Sa mort m'affecte comme elle bouleverse tous ses compagnons. Il ne s'est laissé aucune chance, peut-être sentait-il qu'il n'avait plus aucune chance ici-bas, peut-être n'a-ton pas su lui laisser sa chance. Il avait quinze ans, un bel adolescent, à peine sorti de l'enfance, souriant, aimant la voile et sûrement le vent, la liberté. Il devait souffrir intensément, se sentir peut-être vide, inutile ou incompris.

Aujourd'hui ses copains de classe, tous les élèves du lycée sont dans la peine. Il faut que je réfléchisse à la façon dont je peux les accompagner, juste être présente et attentive, ou peut-être plus.

Puissent mes enfants savoir qu'en toute circonstance ils peuvent compter sur un soutien.
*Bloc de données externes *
PR #802, opened 2026-06-27
feat(harness-memory): P4 — session-start hydration of central memory

JBailes:
## Central agent-memory interception — P4: session-start hydration

Final slice. Completes the loop: P3 stores an agent's memory writes centrally; P4
**surfaces them back** to new sessions/agents by hydrating the local Claude memory dir
from the central store at session-start.

- `harness_memory_hydrate(cwd)`: resolve the project, fetch its live rows
  (`/v1/harness_memory/list`), and materialize each under
  `~/.claude/projects/<slug>/memory/<name>.md`. Best-effort — never blocks session-start.
- `hmem_slug_from_path` (pure, unit-tested) derives Claude's project-dir slug (non-alnum → `-`).
- Wired into `handle_session_start`; `harness_memory_common` added to the thin CLI link
  (project resolution is a client-side concern).

### v1 scope / follow-ups
Full reconcile (tombstones, spill consumption, divergence policy, flock), the config-driven
multi-client registry, and remote-server project-key resolution are documented follow-ups.
Core interception (P1–P3) is already merged; this makes the centralized memory flow back.

### Roundtable
Reviewed before PR; findings folded.

### DIFF
--- a/CMakeLists.txt
+++ b/CMakeLists.txt
@@ -761,6 +761,7 @@ set(CLI_SRCS
     ${AIMEE_SRC_DIR}/cli_main.c
     ${AIMEE_SRC_DIR}/cli_agent_setup.c
     ${AIMEE_SRC_DIR}/cli_session_start.c
+    ${AIMEE_SRC_DIR}/harness_memory_hydrate.c
     ${AIMEE_SRC_DIR}/cli_attention_guard.c
     ${AIMEE_SRC_DIR}/cli_code_audit.c
     ${AIMEE_SRC_DIR}/cli_css.c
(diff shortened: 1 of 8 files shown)


JBailes:
Roundtable review (degraded — .254 had an outage; 2/6 panelists, then a clean 2-round pass after recovery). 2 blocking items, both already handled: (1) NULL HOME/realpath/getcwd → guarded with early returns + slug NULL-guard (verified present); (2) slug-rule fidelity → verified against real `~/.claude/projects/<slug>/` dirs (non-alnum→'-', no separator collapsing) and locked with edge-case unit tests. CI green.

PR #804, opened 2026-06-27
feat(harness-memory): multi-client scope registry + atomic hydrate

JBailes:
Deferred items #1 + #2. Introduces `harness_memory_scope` — the single, extensible source of truth for a client's memory surface — consumed by both the interception detector and the session-start hydrator (removes the hardcoded Claude paths; adding an agent is one table row). Makes hydrate writes atomic (mkstemp+fsync+rename), matching P3. Unit-tested. Config-file override of the table is a documented follow-up. Roundtable-reviewed.

### DIFF
--- a/CMakeLists.txt
+++ b/CMakeLists.txt
@@ -501,6 +501,7 @@ set(CORE_SRCS
     ${AIMEE_SRC_DIR}/plugin_loader.c
     ${AIMEE_SRC_DIR}/memory_provider.c
     ${AIMEE_SRC_DIR}/harness_memory_common.c
+    ${AIMEE_SRC_DIR}/harness_memory_scope.c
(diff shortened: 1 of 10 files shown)


JBailes:
Roundtable (degraded, 3/6). 5 blocking → 2 real fixes applied: explicit-client requirement (no silent claude default → no cross-client contamination once the table grows) and memseg search anchored after the HOME-confirmed prefix. The other 3 were already handled: NULL/empty HOME is guarded (classify→ALLOW, hydrate→-1); every hydrate path snprintf is length-checked; the slug is '..'/'/'-free by construction (mangle maps all non-alnum→'-') and names are '..'-rejected. getpwuid/uid-ownership hardening is out of scope for a non-setuid CLI. CI green.

PR #806, opened 2026-06-27
feat(harness-memory): spill durability + audit log + session-start replay

JBailes:
Deferred items #4 (spill) + the durable part of #3 (reconcile/audit). A server-down fail-open now spills the intended write (atomic JSON envelope) and session-start replays + deletes it, so an outage never loses a memory. Adds the interception audit log (interception.jsonl). AIMEE_HOME via aimee_home(). Unit-tested. Disk-only import + tombstone removal (the external-edit reconcile) remain a documented follow-up — hydrate already does DB→disk divergence. Roundtable-reviewed.

### DIFF
--- a/CMakeLists.txt
+++ b/CMakeLists.txt
@@ -502,6 +502,8 @@ set(CORE_SRCS
     ${AIMEE_SRC_DIR}/memory_provider.c
     ${AIMEE_SRC_DIR}/harness_memory_common.c
     ${AIMEE_SRC_DIR}/harness_memory_scope.c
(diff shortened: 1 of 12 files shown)


JBailes:
Roundtable (clean, 6/6). 4 blocking, all applied: atomic 0600 audit-log creation (no fopen+chmod window); collision-safe spill commit name (mkstemp suffix, not pid/counter); fsync the spill dir after rename (survives power loss); audit 'spill-corrupt' on unparseable envelopes. consume_spills NULL/leak branches were already guarded. POSIX I/O guarded for the Windows build. CI green.

PR #808, opened 2026-06-27
feat(harness-memory): intercept Bash writes to memory files

JBailes:
Deferred item #5. A Bash command that writes a memory file is reject-denied (steer to the Write tool — the command's output can't be captured/stored). Reads are unaffected (write op must precede the memory path). Pure detector is unit-tested. v1 limit: process-subst/eval/var-indirection can evade (documented). Roundtable-reviewed.

### DIFF
--- a/src/memory_redirect.c
+++ b/src/memory_redirect.c
@@ -170,14 +170,29 @@ static int rematerialize(const char *path, const char *content, const char *home
 #endif
 }
 
-/* Any write operator in [a,b)? '>' covers >, >>, 2>, &>; plus tool keywords. */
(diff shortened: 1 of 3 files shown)


JBailes:
Roundtable (degraded, 5/6). Applied: quote/escape-aware '>' scan (no false-positive on quoted data like `grep 'a>b' mem.md`); added perl -i/-pi + patch keywords. Verified-and-tested as already-correct: `;`/`&&`/`|` are simple-command boundaries (a prior write op doesn't leak to a following read), and `>mem.md` (no space) is detected. The interpreter bypass (python -c/node -e/perl without -i) is the documented best-effort limit — the deferred inotify/fanotify backstop is the complete below-shell fix. CI green.

PR #841, opened 2026-06-28
docs(proposals): close out code-graph-intelligence (pending→done)

JBailes:
## What

Closes out the **code-graph-intelligence** proposal: every section §0.5–§8 has shipped to `testing`, so this reconciles the stale "Implementation status" summary and moves the proposal `pending/ → done/` (`State: done`).

### Reconcile
The §2 line in the Implementation-status summary still claimed only the **C grammar** and listed "§2 more grammars + call edges" as deferred — both contradicted the §2/§6 section bodies. Updated to the true shipped state: **all 16 hand-rolled-parity tree-sitter grammars** + nested-member descent + **call-edge extraction** + the opt-in `treesitter` CI lane.

### Close-out decision (roundtable-ratified)
A close-out roundtable (6 panelists, 0 failed, not degraded) converged on **close now**, carrying the two optional items as explicit future-work:
- **§2 grammars beyond the 16-language parity set** — no parity regression (those langs have no hand-rolled coverage); mechanical per-language add recipe recorded; the aspirational ≥30-language target is **not** claimed shipped.
- **§6 always-on fanotify/inotify watch** — recorded as a **known freshness limitation** (non-git / out-of-band trees are only as fresh as the last manual `aimee index scan`), deferred because this dev host SIGTERMs long-running watchers (an operational blocker, not a correctness one); revisit on a watch-capable deployment target.
- Also records a recommended **post-merge AppSec pass** and a **per-language grammar smoke-assertion** hardening note (both panel suggestions).

### Link hygiene
The two `code-graph-intelligence.md` references in `pending/cross-repo-dependency-graph.md` are repointed/delisted to plain text per the proposal-link convention (a done proposal keeps no live link), with the path moved out of its State bullet so the reconcile classifier stays clean.

## Verification
- `scripts/check-proposal-reconcile.py` → exit 0
- `scripts/check-proposal-links.py` → ok (8 links resolve across 15 files)

### DIFF
--- a/docs/proposals/done/code-graph-intelligence.md
+++ b/docs/proposals/done/code-graph-intelligence.md
@@ -1,15 +1,20 @@
 # Proposal: Code-graph intelligence — a living, embedded, reasoning graph over code
 
-- **State:** IN PROGRESS — **every section §0.5–§8 now has an implementation on
-  the `testing` branch**: the §5 code+graph+vector+memory hybrid, §7 graph-informed
-  delegation + blast-radius advisory, the §4 surprising-links route with its LLM-judge
-  relevance gate + precision self-suppress, the §8 `/v1/code/graph` backend route + the
-  webchat Graph view, the §6 live updates (memory-fusion leg + default-branch
-  change-detection gate + post-merge reindex hook), and the **§2 tree-sitter front-end**
-  with grammars for **all 16 supported languages** (opt-in `AIMEE_TREESITTER`
-  build, fall-through to the hand-rolled extractors). Only **optional follow-ups**
-  remain — more §2 grammars + nested-member/parse-tree call edges, and an always-on §6
-  fanotify watch. See the "Implementation status" section.
+- **State:** done
+- **Completed:** 2026-06-28
+- **Moved from:** `docs/proposals/pending/code-graph-intelligence.md`
+- **Summary:** **every section §0.5–§8 shipped to the `testing` branch** — the §5
+  code+graph+vector+memory hybrid, §7 graph-informed delegation + blast-radius advisory,
+  the §4 surprising-links route with its LLM-judge relevance gate + precision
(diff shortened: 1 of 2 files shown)


JBailes:
## Roundtable review (6 panelists, 0 failed, not degraded)

Ran a roundtable review on the diff before merge. Two **blocking** items, both real and now fixed in 619cbe5:

1. **Language-count honesty (real, latent in the original §2 body).** The text enumerated **17** language names (C and C++ separately) while claiming "all **16**". Verified against the code: the hand-rolled extractor has **16 language classes** (C/C++ share one `LANG_C`), and the tree-sitter front-end ships **17 grammars** (`tree_sitter_c` + `tree_sitter_cpp` split). Reworded every enumeration to "16 hand-rolled-supported language classes … as 17 tree-sitter grammars" so the count and the list agree.
2. **Watch wording could read as non-critical.** Promoted the always-on fanotify watch to a **documented freshness limitation** directly in the State summary (non-git / out-of-band trees stay only as fresh as the last manual `aimee index scan`), not just an "optional follow-up."

**Triaged, no change needed:**
- *"30+ target not disclaimed"* / *"State lacks branch linkage"* — already covered (the Deferred section explicitly says the ≥30 target is not claimed shipped; the State summary says "shipped to the `testing` branch").
- *"AppSec pass listed as recommended, not blocking 'done'"* — intentional: the close-out is a docs/lifecycle action; the AppSec pass is a separately-tracked follow-up, recorded as such.
- *Style nits (markdown link → plain text for the moved file)* — **forced by the proposal-link convention** (`check-proposal-links.py`: a done proposal keeps no live sibling link; the path moved out of the sibling's State bullet to keep `check-proposal-reconcile.py` clean). Both gates pass (exit 0).

Also dropped an ambiguous "+ 1" from the panel roster.

PR #201, opened 2014-12-23
Fix issue when an operator follows equals()

### LINKED ISSUE #181: Expr equals() conflicts with other operators
Originally reported in: doctrine/mongodb-odm#917

User attempted to use `->equals('foo')` and `->notEquals('bar')` on the same field, which clashes. If `equals()` is used first, other operators will throw a PHP warning because the field cannot be access as an array (or probably worse undefined behavior if it actually is an array). Inversely, `equals()` would simply overwrite previously applied operations.

alcaeus:
This fixes #181 by overwriting the existing query with an empty array to avoid invalid string offsets or invalid array accesses when calling any query operator after having called ```equals()``` on the field.

### DIFF
--- a/lib/Doctrine/MongoDB/Query/Expr.php
+++ b/lib/Doctrine/MongoDB/Query/Expr.php
@@ -713,6 +713,10 @@ class Expr
     public function operator($operator, $value)
     {
         if ($this->currentField) {
+            if (isset($this->query[$this->currentField]) && !is_array($this->query[$this->currentField])) {
+                $this->query[$this->currentField] = array();
+            }
+
             $this->query[$this->currentField][$operator] = $value;
         } else {
             $this->query[$operator] = $value;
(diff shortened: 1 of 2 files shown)


jmikola:
@alcaeus: I'm unsure if overriding the previous equality criteria is the best course of action here. Ideally, we'd wrap the previous equality with `$eq`, but that isn't supported until [server 2.8](http://docs.mongodb.org/v2.8/reference/operator/query/eq/).

For a backwards compatible approach, we could wrap the original equality criteria in a single-element `$in` array; however, your particular test is evidence that overwriting is still possible. This is also more likely to elicit WTFs from users.

Would it be more straightforward to use `$eq` (the proper solution) and invite an exception if the server doesn't support it?

alcaeus:
To be honest, I haven't given that much thought, but I'd go with the backwards compatible approach.
It gets me wondering: are there use cases where there would be multiple operations in a single field so that overwriting is a bad idea?

jmikola:
> are there use cases where there would be multiple operations in a single field so that overwriting is a bad idea?

Offhand, I can't think of any. I'll make the change and merge it with that behavior then. Thanks!

jmikola:
Manually merged in https://github.com/doctrine/mongodb/commit/724be1d4e864cfbe098be6beb3d610bf492c1516. I included your original commit but added logic to attempt merging existing equality criteria in https://github.com/doctrine/mongodb/commit/5dfc371713a939068ee99c50f40148fadff215ae. I also added some tests to document the edge cases.

Thanks!

alcaeus:
Awesome, thank you!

Puissent-ils ne jamais s'enfermer dans une prison de solitude, puissent-ils savoir toujours qu'ils peuvent partager leurs soucis, leurs doutes, leurs souffrances. Puissions-nous, parents, rester toujours à l'écoute, puissions-nous être vigilants, disponibles. Puissions-nous toujours favoriser leur estime de soi.

Je retiens mes larmes depuis mardi, je pense que ce soir, je vais leur en parler. Ils sont assez grands pour qu'on en parle.